As Lawlor mentioned in his report, some opponents of such reform cite the failure of voters in states where it has been proposed (Colorado, Vermont, California) to pass enabling legislation. That is less an indictment of those plans, though, than it is of the factors responsible for their rejection: failure to specify and explain the costs and funding of the plans, failure to educate voters about how the plans would work as opposed to how the present system works, and opposition by special interests (e.g., insurance and pharmaceutical companies) concerned about financial losses. Therefore, achievement of comprehensive reform of this type would require not only developing the plan itself and putting it into bill form, but dealing with the three factors that would otherwise doom the bill’s passage.

That could be done. Here’s one way.

Establish a legislative committee made up of members and consultants experienced in health care policy and devoted to development of a universal health care bill, not to representation of all stakeholders’ interests.


As more than 20 other states have developed universal health care plans, the committee could begin by reviewing those plans, along with plans that have been developed previously here in Maine (most recently, L.D. 1045 in the 130th Legislature).

It could also review the 30-odd fiscal studies of state-based universal health care plans, most of which have projected reduced health care expenditures once the plans are fully implemented. With that background in hand, the committee would then develop the plan, making the final bill detailed enough to allow for federal waiver applications and an objective fiscal analysis.

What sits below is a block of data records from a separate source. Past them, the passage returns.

PR #1862, opened 2023-03-09
Add NN clustering

jizhongling:
This PR is an implementation of NN clustering in TPC by using the libtorch.

## Types of changes

This PR includes the NN clustering in TPC by using the libtorch.

This PR inputs the TPC hits into a neural network and outputs the position of the corresponding cluster.

## TODOs (if applicable)
Improve the neural network by further training.


offline/packages/tpc/TpcClusterizer.cc
```diff
@@ -797,6 +876,48 @@ int TpcClusterizer::InitRun(PHCompositeNode *topNode)
...
+    PHIODataNode<PHObject> *TrainingHitsContainerNode =
+        new PHIODataNode<PHObject>(training_container, "TRAINING_HITSET", "PHObject");
+    DetNode->addNode(TrainingHitsContainerNode);
+  }
+
+  use_nn = _use_nn;
+  if(use_nn)
+  {
+    //const char *offline_main = std::getenv("OFFLINE_MAIN");
+    const char *offline_main = std::getenv("MYINSTALL");
```
osbornjd, line 901: It looks like the default macro crashes here, which the `MYINSTALL` environment won't be present in our daily build anyway. Do we need to have some additional libraries built with our daily build? It looks like maybe you had to install pytorch yourself, in which case we should get it into the daily build.

pinkenburg: pytorch is installed and copied to OFFLINE_MAIN in every build

osbornjd: Okay thanks for the confirmation, so this just needs to lookup offline main in the usual way

jizhongling: Sorry that I forgot to change MYINSTALL to OFFLINE_MAIN. In fact, I have done this before, which is the commented code. Hopefully, this can solve the conflicts.

jizhongling:
Sorry for my late response since I am on shift this week. I have fixed the cpp check issues. For the `QA-tracking-low-occupancy`, it seems that there is no `ffamodules/XploadInterface.h` file. I will wait for the `$OFFLINE_MAIN` to include the file or I will compile it for myself.

pinkenburg:
ffamodules/XploadInterface.h was removed months ago when we switched our cdb client to the current implementation. That sounds like an outdated macro or outdated code. This include will not come back.

jizhongling:
After getting help from @pinkenburg , I merged the branch `QA-tracking-low-occupancy` with `master` and now the `Fun4All_G4_sPHENIX.C` runs smoothly without any error with my compiled code. I pushed again to see what Jenkins say now.

osbornjd:
Okay great, the QA automatically merges master into the QA branches so they can be a little out of date sometimes. We should update them so that these CDB errors don't come up for others who want to test their code with the QA branches

osbornjd:
It looks like there is still some thread creation issue, were you able to run this with your locally compiled version?
https://web.sdcc.bnl.gov/jenkins-sphenix/job/sPHENIX/job/test-tracking-low-occupancy-qa/3818/console

jizhongling:
Locally, I can run with `QA-tracking-low-occupancy` smoothly. There is no error displayed. I am current examine why it causes thread error in the Jenkins.

osbornjd:
It also fails nearly immediately to create any threads... @blackcathj do you have any ideas as to why Jenkins can't create the threads for this PR but @jizhongling is able to run it locally? Oddly the default macro also runs, which uses the tpc clusterizer in multi-threaded mode by default as well (and the NN clustering in this PR is set to false by default so it should not change any default functionality).

pinkenburg:
valgrind complains about 
 if (flagDoSD)
in offline/packages/CaloReco/BEmcRec.cc:253
I would guess flagDoSD is not initialized (or set to an initialized value)

osbornjd:
That file is completely unrelated to this PR, is there a chance something else snuck in a different PR or a suppression file got changed? The good news is that the tracking QA actually runs now so that means the pytorch issue blowing up the jenkins server is resolved, so we can actually merge this soon.

pinkenburg:
Sorry - took the lowest hanging fruit. Then it's memory leaks:
offline/packages/tpc/TpcClusterizer.cc:354
  auto training_hits = new TrainingHits;

pinkenburg:
I checked the  flagDoSD, I have no idea why valgrind flagged this - this flag is a local variable declared a few lines earlier and it is initialized to true and set to false in an if statement

pinkenburg:
We should put a flag around creating and filling those training sets. It's inside the tpc clustering, that's got to have an effect on the overall time the clustering jobs take

jizhongling:
Thanks for finding the problem. I will solve the training_hits memory leak and put a flag to it.

osbornjd:
@pinkenburg these scan build warnings should always be caught since they are behind a flag to run the NN. Is it safe to add these to the suppression file?

pinkenburg:
unlike scan build does not have a suppression file, one has to create a new reference for jenkins. A quick hack to make scan build happy is just adding assert(training_hits) before it is being used in the places it complains about. That's the easiest (and it catches a null pointer if there ever is one)

jizhongling:
Thanks for the suggestion. I will add assert(training_hits) before dereference it. However, I also saw the same warnings in others' code. Hope those alone will not make it fail.

pinkenburg:
close...
The assert has to come before this line:
training_hits->v_adc[(iphi_diff+nd)*(2*nd+1)+(it_diff+nd)] = adc;

osbornjd:
Looks like also need an assert before this line too, l535

https://web.sdcc.bnl.gov/jenkins-sphenix/job/sPHENIX/job/Build-ScanBuild-gcc12/1414//clang-analyzer/new/source.8970bb36-41c8-4ff9-8926-9b286cbc8d8f/#535

jizhongling:
Thanks a lot. Now I check training_hits to be non-null everywhere. I should be careful about this at the beginning.

osbornjd:
These scan build errors are fall out from the Acts update - we can merge this now

PR #1865, opened 2023-03-13
Introducing vectorized TPC `TrkrHitSet`

blackcathj:

## Types of changes

As [discussed with the tracking group ](https://indico.bnl.gov/event/18555/#1-tpc-signal-processing), there are multiple problems of using `TrkrHitSet` to represent TPC data, which uses `stl::map` of `TrkrHit *` for sparse encoding. It may fit silicon tracker well, but for TPC, it is dramatically wasteful for storage (uses 10x memory to store 2-byte ADC number) and slow for operation (`log(n)` for insertion/access, and calls allocation/deallocation). It also potentially leads to memory fragmentation with millions `new`/`delete` of `TrkrHitv2` per event.

This pull request introduce a concept to use static objects to store TPC data: 
* at `TrkrHitSet` level, `TrkrHitSetTpc` and `TrkrHitSetTpcv1` is introduced to use 2D nested `stl::vector` to store a non-zero suppressed TPC time frame, avoiding the use of `TrkrHit` for TPC
* At `TrkrHitSetContainer` level,  `TrkrHitSetContainerv2` use a `TClonesArray` backend for `TrkrHitSet` storage, which optimize for ROOT IO and AVOIDs allocation/ctor/dtor calls for `TrkrHitSetTpc`. The `stl::map` based assess interface is preserved with automatic map rebuild at DST readback.

This approach is aimed to deliver multiple advantage over the current treatment of the TPC data: 
* Reflect what TPC data attempt to represent: pad-time 2D array of ADC time-frame per layer of pads
* Fast hit access with array at `O(1)` speed
* 82MB fixed size memory for AuAu TPC hit data
* No map/TObject/allocator overhead associated with `TrkrHit`
* No memory fragmentation with repeated `new`/`delete` on heap
* It is also [easier to use with digitizer code](https://github.com/sPHENIX-Collaboration/coresoftware/commit/da9ddfea9e30672696b93442af1838c0365c06a5#diff-9d26dd1e18b714726a0505dc6bee180009859671e25ebec17153096823b633b1R647) and better fit clusterizer (which decode hits into 2D arrays anyway)

## TODOs (if applicable)

**Discuss, test, debug and optimize**

In particular, integration with the digitizer and clusterizer code. We potentially would benifit from a redefine of pad and tbin for `TrkrHitSetTpc` that represent the relative position within the `TrkrHitSet` rather than global index. @adfrawley @bogui56 

Also the TPC sector test data, which is represented as time frames, can be easily ported to this structure: 
https://github.com/sPHENIX-Collaboration/calibrations/pull/117

### DIFF
--- a/offline/packages/trackbase/TrkrHitSetContainerv2.cc
+++ b/offline/packages/trackbase/TrkrHitSetContainerv2.cc
@@ -1,0 +1,162 @@
+/**
+ * @file trackbase/TrkrHitSetContainerv2.cc
+ * @author D. McGlinchey, H. PEREIRA DA COSTA
+ * @date June 2018
+ * @brief Implementation for TrkrHitSetContainerv2
+ */
+#include "TrkrHitSetContainerv2.h"
+
+#include "TrkrDefs.h"
+#include "TrkrHitSetv1.h"
+
+#include <TClass.h>
+
+#include <cassert>
+#include <cstdlib>
+
+TrkrHitSetContainerv2::
+    TrkrHitSetContainerv2(const std::string& hitsetclass)
+  : m_hitArray(hitsetclass.c_str())
+{
+}
+
+void TrkrHitSetContainerv2::Reset()
+{
+  m_hitmap.clear();
+  //! fast clear without calling destructor
+  m_hitArray.Clear("C");
+}
+
+void TrkrHitSetContainerv2::identify(std::ostream& os) const
+{
+  syncMapArray();
+
+  os << "TrkrHitSetContainerv2 with class "
+     << m_hitArray.GetClass()->GetName()
+     << ": Number of hits: " << size() << " index map size = " << m_hitmap.size() << std::endl;
+  ConstIterator iter;
+  for (const auto& pair : m_hitmap)
+  {
+    int layer = TrkrDefs::getLayer(pair.first);
+    os << "hitsetkey " << pair.first << " layer " << layer << std::endl;
+    pair.second->identify();
+  }
+  return;
+}
+
+TrkrHitSetContainerv2::ConstIterator
+TrkrHitSetContainerv2::addHitSet(TrkrHitSet* newhit)
+{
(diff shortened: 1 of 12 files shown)


offline/packages/trackbase/TrkrHitSetContainerv2.cc
```diff
@@ -0,0 +1,162 @@
...
+  return addHitSetSpecifyKey(newhit->getHitSetKey(), newhit);
+}
+
+TrkrHitSetContainerv2::ConstIterator
+TrkrHitSetContainerv2::addHitSetSpecifyKey(const TrkrDefs::hitsetkey key, TrkrHitSet* newhit)
+{
+  std::cout << __PRETTY_FUNCTION__
+            << " : deprecated. Use findOrAddHitSet()." << std::endl;
+
+  exit(1);
```
osbornjd, line 61: I guess this won't have any effect on the silicon hit set containers because they will continue to use v1, if my understanding is correct.

offline/packages/trackbase/TrkrHitSetContainerv2.cc
```diff
@@ -0,0 +1,162 @@
...
+}
+
+void TrkrHitSetContainerv2::syncMapArray(void) const
+{
+  if (m_hitmap.size() == (size_t) m_hitArray.GetSize()) return;
+
+  if (m_hitmap.size() > 0)
+  {
+    std::cout
+        << __PRETTY_FUNCTION__ << " Error: m_hitmap and m_hitArray get out of sync, which should not happen unless DST readback. "
```
osbornjd, line 150: Is this an error that should lead us to stop processing? This function re-syncs the hitset values but I'm wondering if this case arises if there is some more global problem that may be hard to then debug

osbornjd (approved):
Looks good to me other than a few minor comments/questions, I think we should merge this and test it out

PR #1902, opened 2023-03-22
Eval tree

david-stewart:

## Types of changes
Apply PruneHits to the Mvtx hits (and therefore make too many Mvtx clusters)
- add module g4eval/FillTruthRecoMatchTree, which writes the phg4 to svtx track matches, along with clusters that do and don't match to an output TTree

## TODOs (if applicable)

### DIFF
--- a/offline/packages/mvtx/MvtxClusterizer.cc
+++ b/offline/packages/mvtx/MvtxClusterizer.cc
@@ -210,6 +210,7 @@ int MvtxClusterizer::InitRun(PHCompositeNode *topNode)
 
 int MvtxClusterizer::process_event(PHCompositeNode *topNode)
 {
+  cout << " FIXME y0 : new event in MvtxClusterizer " << endl;
   // get node containing the digitized hits
   if(!do_read_raw){
     m_hits = findNode::getClass<TrkrHitSetContainer>(topNode, "TRKR_HITSET");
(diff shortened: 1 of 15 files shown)


offline/packages/mvtx/MvtxClusterizer.cc
```diff
@@ -344,16 +344,15 @@ void MvtxClusterizer::ClusterMvtx(PHCompositeNode *topNode)
...
+  int total_clusters = 0;
       for (set<int>::iterator clusiter = cluster_ids.begin(); clusiter != cluster_ids.end(); ++clusiter)
 	{
 	  int clusid = *clusiter;
 	  auto clusrange = clusters.equal_range(clusid);
 	  
 	  if (Verbosity() > 2) cout << "Filling cluster id " << clusid << " of " << std::distance(cluster_ids.begin(),clusiter )<< endl;
 	  
-	  // make the cluster directly in the node tree
+    ++total_clusters;
```
osbornjd, line 355: This looks unnecessary, and in any case if you need the total clusters you can always request the size of the container that stores them.

osbornjd (approved):
Just one small comment that looks like it is leftover from debugging, otherwise this looks good

osbornjd:
@david-stewart is this ready to be merged?

david-stewart:
ok @osbornjd 
I have merged the parts of the Mvtx and Intt that made sense from the PR that we decided to not use. The Intt and Mvtx are using the unified TruthClusterizerBase, and both digitize and cluster. I probably should also move the truth cluster making for the TPC to a derived class of TruthClusterizerBase, but it is functionally working and will change with the new HitSet version anyway, so I have left it alone for now.
I've tested the results, and get hits in Mvtx Intt and TPC for Truth and Reco, and hit matching. I'll work through Jenkins again and then it should be good to go.

osbornjd (commented):
Okay it looks like all the CI passed from the macros+coresoftware build. I still have one more question though, maybe I'm missing something here but why are the truth clusterizers still non-Fun4All inheriting classes? They look like the follow a similar structure of needing an `init_run` type function and then they do something for each event, so I'm just trying to understand the design choice of making them helper classes instead of inheriting from SubsysReco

The bill would need to include several additional provisions:

• Its implementation would be contingent on obtaining the waivers and on commissioning and completion of the fiscal analysis, including the effects of the plan on specific demographics (employers, workers, health care professionals, retirees, et al.).

• It could be modified until the Legislature finds the analysis of the plan acceptable, including a projection that the total cost of the plan would be no greater than the present state health care expenditure.

• The citizenry would be kept informed about the contents of the bill during its development and have opportunity for comment. Final approval or rejection could be left to the voters rather than the politicians – they’re the ones to be affected by it, after all.

Such an approach to health care reform would ensure that the final plan would be assessed on its merits and that the countervailing factors would be minimized: Costs and funding would be front and center, the people would be enlightened about how the system would work, and as for the opposition of special interests, well, the voters would see through that soon enough.